如何支持过长文本的上下文语义关联的？

BomanNg commented 1 year ago

GPT-3.5Turpo的官方API文档的解释是，单轮的对话，包括发送的message和返回的message不超过4k个tokens。

而对于”读论文“的功能，我理解的是，需要一次性地把相当长的论文作为message发送到API才能返回效果较好的摘要。但是很显然，这样单轮的会话远远超过了4k个tokens的限制。

想请教一下是如何实现单轮的长对话的？

BomanNg commented 1 year ago

我注意到bridge_chatgpt.py中的一段代码：

                except Exception as e:
                    traceback.print_exc()
                    yield from update_ui(chatbot=chatbot, history=history, msg="Json解析不合常规") # 刷新界面
                    chunk = get_full_error(chunk, stream_response)
                    error_msg = chunk.decode()
                    if "reduce the length" in error_msg:
                        chatbot[-1] = (chatbot[-1][0], "[Local Message] Reduce the length. 本次输入过长，或历史数据过长. 历史缓存数据现已释放，您可以请再次尝试.")
                        history = []    # 清除历史
                    elif "Incorrect API key" in error_msg:
                        chatbot[-1] = (chatbot[-1][0], "[Local Message] Incorrect API key. OpenAI以提供了不正确的API_KEY为由，拒绝服务.")
                    elif "exceeded your current quota" in error_msg:
                        chatbot[-1] = (chatbot[-1][0], "[Local Message] You exceeded your current quota. OpenAI以账户额度不足为由，拒绝服务.")
                    else:
                        from toolbox import regular_txt_to_markdown
                        tb_str = '```\n' + traceback.format_exc() + '```'
                        chatbot[-1] = (chatbot[-1][0], f"[Local Message] 异常 \n\n{tb_str} \n\n{regular_txt_to_markdown(chunk.decode()[4:])}")
                    yield from update_ui(chatbot=chatbot, history=history, msg="Json异常" + error_msg) # 刷新界面
                    return

这是否也说明，对论文的处理还是没法绕过最长4k个tokens的限制呢？
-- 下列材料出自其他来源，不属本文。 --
PR #1137, opened 2024-06-11
api: fix Viem transactions

dcposch:
add VSCode launch configuration to debug daimo-api

workaround Viem error-printing bug


kayleegeorge (approved):
when logging breaks the API :( LGTM

PR #1142, opened 2024-06-12
api: faucet protection

dcposch:


packages/daimo-api/src/env.ts
```diff
@@ -21,7 +21,6 @@ const zEnv = {
   EXCHANGE_RATES_URL: z.string().startsWith("https://"),
   // Anti-spam faucet API URL
   DAIMO_FAUCET_API_URL: z.string().optional().default(""),
-  DAIMO_FAUCET_API_KEY: z.string().optional().default(""),
```
nalinbhardwaj, line 24: intentional? also drop from https://github.com/daimo-eth/daimo-infra/commits/master/ if so

packages/daimo-api/src/server/antiSpam.ts
```diff
@@ -0,0 +1,46 @@
...
+  private static url = getEnvApi().DAIMO_FAUCET_API_URL;
+
+  // Check whether a request is eligible for invite link faucet.
+  public static async shouldSendFaucet(reqInfo: any): Promise<boolean> {
+    // Staging = no faucet API = always allow
+    if (AntiSpam.url === "") return true;
+
+    // Prod = query API to avoid sending invite faucet to spammers / farmers
+    const faucetUrl = new URL("/faucet", AntiSpam.url);
+    const resp = await AntiSpam.tryQuery<any>(faucetUrl, reqInfo);
```
nalinbhardwaj, line 14: nit, would type

packages/daimo-api/src/server/antiSpam.ts
```diff
@@ -0,0 +1,46 @@
...
+    return sendFaucet;
+  }
+
+  // Check whether a request can use the Daimo API at all.
+  public static async shouldServeAPI(reqInfo: any): Promise<boolean> {
+    // Staging = no faucet API = always allow
+    if (AntiSpam.url === "") return true;
+
+    const faucetUrl = new URL("/api-protection", AntiSpam.url);
+    const resp = await AntiSpam.tryQuery<any>(faucetUrl, reqInfo);
```
nalinbhardwaj, line 28: same, would type response manually

nalinbhardwaj (approved):
lgtmbc

packages/daimo-api/src/env.ts
dcposch: wasn't actually enforced before. can add.

Issue #1109, opened 2024-06-04
Use websockets in Shovel


nounderline:
Current Shovel configuration polls for a new block by sending individual RPC `eth_getBlockByNumber` calls every 1 second. This increases indexing latency as described in #1098.

https://github.com/daimo-eth/daimo/blob/e94ed904a4204ace5fc4d99c0133cbd87f389ac0/packages/daimo-contract/src/shovel/config.json#L4-L12

We should use WebSockets RPC endpoint instead to enable low-latency indexing. To do so, `ws_url` is to be added to the source [configuration](https://www.indexsupply.com/shovel/docs/#config-eth-sources-ws-url).

> eth_sources[].ws_url
> An optional URL that points to a Websocket JSON RPC API. If this URL is set Shovel will use the websocket to get the latest block instead of calling eth_getBlockByNumber. If the websocket fails for any reason Shovel will fallback on the HTTP based API.

PR #1150, opened 2024-06-13
Use Websocket in Shovel for realtime block ingestion

nounderline:
Simple but effective change.

```
eth_sources[].ws_url
An optional URL that points to a Websocket JSON RPC API. If this URL is set Shovel will use the websocket to get the latest block instead of calling eth_getBlockByNumber. If the websocket fails for any reason Shovel will fallback on the HTTP based API
```

More: https://www.indexsupply.com/shovel/docs/#config-eth-sources-ws-url

This requires adding CHAIN_RPC_WS_URL env var to Shovel service.

closes https://github.com/daimo-eth/daimo/issues/1109

### DIFF
--- a/packages/daimo-contract/src/shovel/config.json
+++ b/packages/daimo-contract/src/shovel/config.json
@@ -6,6 +6,7 @@
       "name": "$CHAIN_NAME",
       "chain_id": "$CHAIN_ID",
       "url": "$CHAIN_RPC_URL",
+      "ws_url": "$CHAIN_RPC_WS_URL",
       "batch_size": 100,
       "concurrency": 4
     }
@@ -1210,3 +1211,4 @@
     }
   ]
 }
+


dcposch (approved):

packages/daimo-contract/src/shovel/config.json
```diff
@@ -6,6 +6,7 @@
       "name": "$CHAIN_NAME",
       "chain_id": "$CHAIN_ID",
       "url": "$CHAIN_RPC_URL",
+      "ws_url": "$CHAIN_RPC_WS_URL",
```
dcposch, line 9: proposal

```
"ws_url": "$CHAIN_RPC_URL_WS",
"urls": ["$CHAIN_RPC_URL", "$CHAIN_RPC_URL_BACKUP"],
```

^ i'll make the corresponding change in infra

dcposch: actually that second part is done in https://github.com/daimo-eth/daimo/pull/1035

shipping

PR #1152, opened 2024-06-13
Minimize splash screen delay

### LINKED ISSUE #1111: Remove splash screen delay
Splash screen is manually hidden 300ms after sync either returns or throws:

https://github.com/daimo-eth/daimo/blob/e94ed904a4204ace5fc4d99c0133cbd87f389ac0/apps/daimo-mobile/src/sync/sync.ts#L42-L44

This increases time-to-interaction time by at least 1/3 of a second. We can make the app feel start up faster by showing UI immediately with [cached account data](https://github.com/daimo-eth/daimo/blob/e94ed904a4204ace5fc4d99c0133cbd87f389ac0/apps/daimo-mobile/src/logic/accountManager.ts#L99-L100) with visible sync indicator.

nounderline:
Moves SplashScreen management to Navigator to avoid initial blank state. Changed delay from 300ms to 32ms (duration of approx 2 ticks for UI work.)

closes #1111
to be merged after #1102


apps/daimo-mobile/src/view/TabNav.tsx
```diff
@@ -153,6 +156,13 @@ function MainTabNavigator() {
 export function TabNav() {
   const { account, keyInfo } = useAccountAndKeyInfo();
 
+  // Remove splash screen
+  useEffect(() => {
+    setTimeout(() => {
+      SplashScreen.hideAsync();
+    }, 32); // just wait for ~2 ticks for states to update
```
dcposch, line 163: wary of timeouts, i think we could this more directly eg 

```ts
useEffect(() => {
  const ageS = now() - account.lastBlockTimestamp
  // if ageS < 60 = 1min, and splash screen is visible, hide it
}, [account.lastBlockTimestamp]);
```

apps/daimo-mobile/src/App.tsx
```diff
@@ -33,19 +29,6 @@ export default function App() {
...
-
-  // Remove splash screen
-  useEffect(() => {
-    const nowS = now();
-    if (account == null || nowS - account.lastBlockTimestamp < 60 * 10) {
-      console.log(`[APP] removing splash now, first render`);
-      SplashScreen.hideAsync();
-    } else {
-      console.log(`[APP] removing splash after sync or 2s, whichever is first`);
-      setTimeout(() => SplashScreen.hideAsync(), 2000);
```
dcposch, line 45: hmmm now that i'm seeing this, what if we just delete the redundant 300ms timeout below and reduce the max-wait-time here?

if this `useEffect` is working correctly, it should already hide the splash screen as soon as the account is updated

dcposch (commented):
LGTM after comments

apps/daimo-mobile/src/App.tsx
nounderline: This will result in blank screen because the splash screen is hidden before navigator is rendered. That's why `SplashScreen.hideAsync()` is in navigator now

dcposch: the purpose of the using `SplashScreen.preventAutoHideAsync()` was to wait for the initial `getAccountHistory()` to return, so that we don't flash an incorrect/stale balance

dcposch (approved):

PR #1124, opened 2024-06-07
mobile: send any stablecoin UI

kayleegeorge:
Choose which stablecoin you want to send (USDC, DAI, USDT) + ETH UI. Uses on chain swap quoter to pull swap routes/quotes. Previews how much of send coin the recipient will receive

Screenshot 2024-06-21 at 1 28 56 PM

Screenshot 2024-06-24 at 11 40 47 AM

Cannot choose a different send coin when sending money to another Daimo account:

当超过了tokens limit则自动抛弃一部分上文。

binary-husky commented 1 year ago

https://github.com/binary-husky/chatgpt_academic/pull/366

Always-Naive commented 1 year ago

看了这个pr 依旧不是很理解这个过程大佬解释一下呗。如果请求openai api的时候， history的长度超过4k token，api是如何获得之前的 content 的信息的呢？我的理解是，假设我有 content1 content2 content3 在传到 content2 的时候我超过了token限制那么我带history请求的时候就会截断并舍弃掉一部分（e.g. content1的一部分被舍弃了）那么这时候我再问content1的相关内容的话我岂不是得到的都是chatgpt的猜测？

应该需要加embedding和索引来压缩历史信息并匹配才能做到理解全文，但是依旧会有最大长度限制。

zzcgithub commented 1 year ago

同问

DeriDer commented 1 year ago

@binary-husky 同问

BomanNg commented 1 year ago

看了这个pr 依旧不是很理解这个过程大佬解释一下呗。如果请求openai api的时候， history的长度超过4k token，api是如何获得之前的 content 的信息的呢？我的理解是，假设我有 content1 content2 content3 在传到 content2 的时候我超过了token限制那么我带history请求的时候就会截断并舍弃掉一部分（e.g. content1的一部分被舍弃了）那么这时候我再问content1的相关内容的话我岂不是得到的都是chatgpt的猜测？

应该需要加embedding和索引来压缩历史信息并匹配才能做到理解全文，但是依旧会有最大长度限制。

if conversation_cnt:
    for index in range(0, 2*conversation_cnt, 2):
        what_i_have_asked = {}
        what_i_have_asked["role"] = "user"
        what_i_have_asked["content"] = history[index]
        what_gpt_answer = {}
        what_gpt_answer["role"] = "assistant"
        what_gpt_answer["content"] = history[index+1]
        if what_i_have_asked["content"] != "":
            if what_gpt_answer["content"] == "": continue
            if what_gpt_answer["content"] == timeout_bot_msg: continue
            messages.append(what_i_have_asked)
            messages.append(what_gpt_answer)
        else:
            messages[-1]['content'] = what_gpt_answer['content']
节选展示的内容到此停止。